Polarity signalling in epithelial cancers

Profound alterations in adhesion and cell polarity are hallmarks of cancer and implicated in tumor growth, invasion and metastasis (Mescher & Iden, 2015). Functional evidence for a role of polarity proteins in cancer, however, is still sparse and largely limited to cultured cells and invertebrate studies.

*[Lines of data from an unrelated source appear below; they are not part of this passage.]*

Issue #545, opened 2018-06-05
Better definition and handling of protocol metadata


bryfox:
Currently:
- redux protocols are initialized from mocks.
- there's a loose association between session & protocol (URL-based)
- an updated protocol (new version) overwrites the existing version (I think)

Requirements:
~~- Sessions need to be associated with a protocol version~~

Questions:
~~- Should protocols with multiple versions be shown separately in the 'start session' interface? (Once download, are old versions available for starting new sessions?)~~

**JRM**: I updated the above to avoid confusion about multiple concurrently installed versions of the same protocol. This is no longer something we want to support.

New Requirements:
- Updating a protocol "version" (now defined as a "last modified" property in protocol.js) in a client will prompt the user that continuing will delete all existing interview sessions using this protocol.

Relates to https://github.com/codaco/Server/issues/107.

wwqrd:
I also think that maybe the protocol / session modules could do with a bit of revision, it seems like there are multiple overlaps which could be streamlined so that behaviour is better isolated between the modules. Something like:

# loading a protocol (new session)
1. [open] createSession 
1. loadProtocol / factoryProtocol
1. updateSessionMeta
1. [on change] updateSession

# loading a session
1. [open] setSession
1. loadProtocol / factoryProtocol
1. updateSessionMeta
1. [on change] updateSession

jthrilly:
In addition to agreeing with Steve about restructuring the behavior for protocol loading, I updated the above to be consistent with our current understanding.

bryfox:
@wwqrd can you provide some more detail on how you see the redux state evolving? I think your comments above are describing user workflows; how would those responsibilities be separated between the modules?

Here are some questions I had after looking at it:

- Should we lean more on epics to handle composed flows like download/import/load/set?
  - Conceptually (to me), starting a session would mean loading the protocol, then creating a session. (Currently, if I import an invalid protocol, the app creates a 'zombie' session that can't be resumed.)
  - ...and resuming a session would mean setting the session, then loading the needed protocol.
  - ...but thinking of it like this probably hinders the desired isolation
- When downloading from the Server API, there's additional metadata that makes the above more complicated; one example is remote protocol ID in #556. I assume that's where the `protocols` module will fit in? i.e., `addProtocol()`?
- Does factory protocol handling need to be separate? There seem to be a lot of differences in actions and reducers, but I wonder if that's one of the places we can simplify once we're handling metadata appropriately.

wwqrd:
[...]

Issue #544, opened 2018-06-05
Implement "Finish Interview" UI


bryfox:
This needs more definition to begin. Notes from jthrilly:

> This again has no fixed design at present. Some starting points for an implementation are a menu item or a full blown interface, which is configurable in architect. Right now, I’m excited by the possibilities of the latter.

#543 covers data export; that's out of scope for this issue even if it ends up being part of this interface.

bryfox:
For the next release, we can use a simple version of a Finish Interview interface as a natural point to export (single session) data.

- this can be automatically added (as last stage) without needing configuration
  - though maybe with a simple flag to disable it (or can we use skip logic?)
- interface should contain an 'export' button (assuming there's a server to export to) which exports and closes session.
- interface should contain a 'finish' button which closes session

jthrilly:
> this can be automatically added (as last stage) without needing configuration
> though maybe with a simple flag to disable it (or can we use skip logic?)

I don't think we will need to disable it.

> interface should contain an 'export' button (assuming there's a server to export to) which exports and closes session.

Worth pointing out that "export" could be either (1) uploading to a server, or (2) writing a file in a network file format. Perhaps with a choice between either.

> interface should contain a 'finish' button which closes session

We also had an idea of setting a session flag (`exported`?) to indicate that the session had finished and data had been exported.

bryfox:
>  "export" could be either (1) uploading to a server, or (2) writing a file in a network file format

This could be (one or more of) multiple servers as well (#543)... for this release, I've assumed a single (default) server.

Is file export I should integrate into this interface right now? (Should the Download Data menu item be moved here?)

> setting a session flag

I've added it `lastExportedAt` property to the session.

Here's what it looks like now ([feature/finish-interface](https://github.com/codaco/Network-Canvas/tree/feature/finish-interface)):

![export](https://user-images.githubusercontent.com/39674/41785007-51e09b7c-760f-11e8-9986-dd974dcb9215.png)

jthrilly:
> Is file export I should integrate into this interface right now? (Should the Download Data menu item be moved here?)

Yes, that's actually a really good suggestion.

Looking great!

Issue #543, opened 2018-06-05
Implement data export to Server


bryfox:
Needs definition. This may be an epic that we can open new issues from. Possible requirements & subtasks:

- Data export is always user-initiated (there is nothing like automatic 'streaming' of data)
- UI: Design & implement a view to see finished (but unexported) interviews
- UI: Select a server to export to
- UI: Select which interviews are exported?
- Make API call to server (see https://github.com/codaco/Server/issues/109)
- Clear out stored sessions that have been exported
  - Or make this user-initiated? May a user want to export a session to multiple servers?
- "Session" is likely the unit of export, but export should probably support batches
  - However, see https://github.com/codaco/Server/issues/107. Will there be data other than sessions exported?
- [update] associate sessions with server protocols (see also #529, #545)

bryfox:
Basic exporting is done; follow-on issues referenced above.

Issue #529, opened 2018-06-01
Ability to delete protocols and in progress interviews


jthrilly:
Users should be able to delete protocols from the device, and they should be able to discard/delete in-progress interviews.

- Deleting protocols could be managed by long-pressing the card representing the protocol. Care will need to be taken to handle in-progress sessions using this protocol. We will need to warn that user that the protocol the session refers to cannot be found, and perhaps think about ways to allow them to export data. This could be linked to functionality for exporting data en masse from the start screen.
- Deleting in progress interviews should use the "drag to bin" mechanic from the node list.

bryfox:
Superseded  by #550.

PR #556, opened 2018-06-19
Initial data export

bryfox:
This implements the session export API call, part of #543.

We still need to design UI around export (which is #544, or possibly part of #543 if the 'resume' screen is migrating to a 'management' screen, and needs to coordinate with #529). For now, I've just added this to the existing 'remove' button as an example. If you've paired a server, and the protocol has a remote identifier, then the button will prompt you to export before removing.

To make this work for now, I've added a 'remoteId' to protocol actions, which gets picked up by the sessions reducer. As discussed in #545, sessions & protocols could be simplified where there are overlaps. We can tackle that here, but it may conflict with other related work.

To test this: use with the latest server branch `feature/protocol-versions`.

### DIFF
--- a/src/components/Setup/ProtocolCard.js
+++ b/src/components/Setup/ProtocolCard.js
@@ -20,7 +20,7 @@ const ProtocolCard = ({ protocol, selectProtocol, className, size }) => {
       <Icon className="protocol-card__icon" name="add-a-screen" />
       <div className="protocol-card__labels">
         <h2 className={sized('protocol-card__name')}>{protocol.name}</h2>
-        <p className="protocol-card__version">{protocol.version}</p>
+        <p className="protocol-card__description">{protocol.description}</p>
       </div>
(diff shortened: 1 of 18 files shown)


bryfox:
I removed the in-progress designation here. UI will be handled with #544. Further redux changes discussed at #545.

bryfox:
I pushed an additional commit:
- Fix `type` prop on protocols
- Add remote ID to protocols for now, so that export still works after reload

rebeccamadsen:
If I create a new session from the "Start New Interview" screen, instead of the Server list, it looks like `protocolIdentifier` is undefined so it doesn't offer to export sessions created that way. Possibly this is part of a future issue and you already know.

Otherwise this seems to work for me!

bryfox:
Thanks — I have that fixed in my UI branch; I'll pull it over here.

Non-melanoma skin cancer is among the most common cancers worldwide with a still increasing incidence due to longer life expectancy and sun exposure. Interestingly, the tumor environment plays a decisive role in skin cancer progression. We here asked whether polarity protein dysfunction in mammals affects processes underlying tumorigenesis and metastasis. Our work demonstrated a causal link between mammalian polarity protein dysfunction and the formation and progression of cancer. Loss of epidermal Par3 in a Ras-driven in vivo tumor model resulted in impaired papilloma formation, with increased apoptosis and reduced proliferation, indicating that Par3 mediates its tumor-promoting activity through regulation of growth and survival. Strikingly, however, Par3 mutant mice also displayed predisposition to keratoacanthoma and increased invasiveness. These findings highlighted a context-dependent role of Par3 in epidermal tumors, and strongly challenged the view of cell polarity as a tumor-suppressive entity (Iden et al., 2012). Our follow-up work further identified genetic interactions between Par3 and the Ser/Thr kinase aPKC in these Ras-driven tumors but also independent functions of either protein in distinct stages during tumorigenesis (Vorhagen, Kleefisch et al., 2017).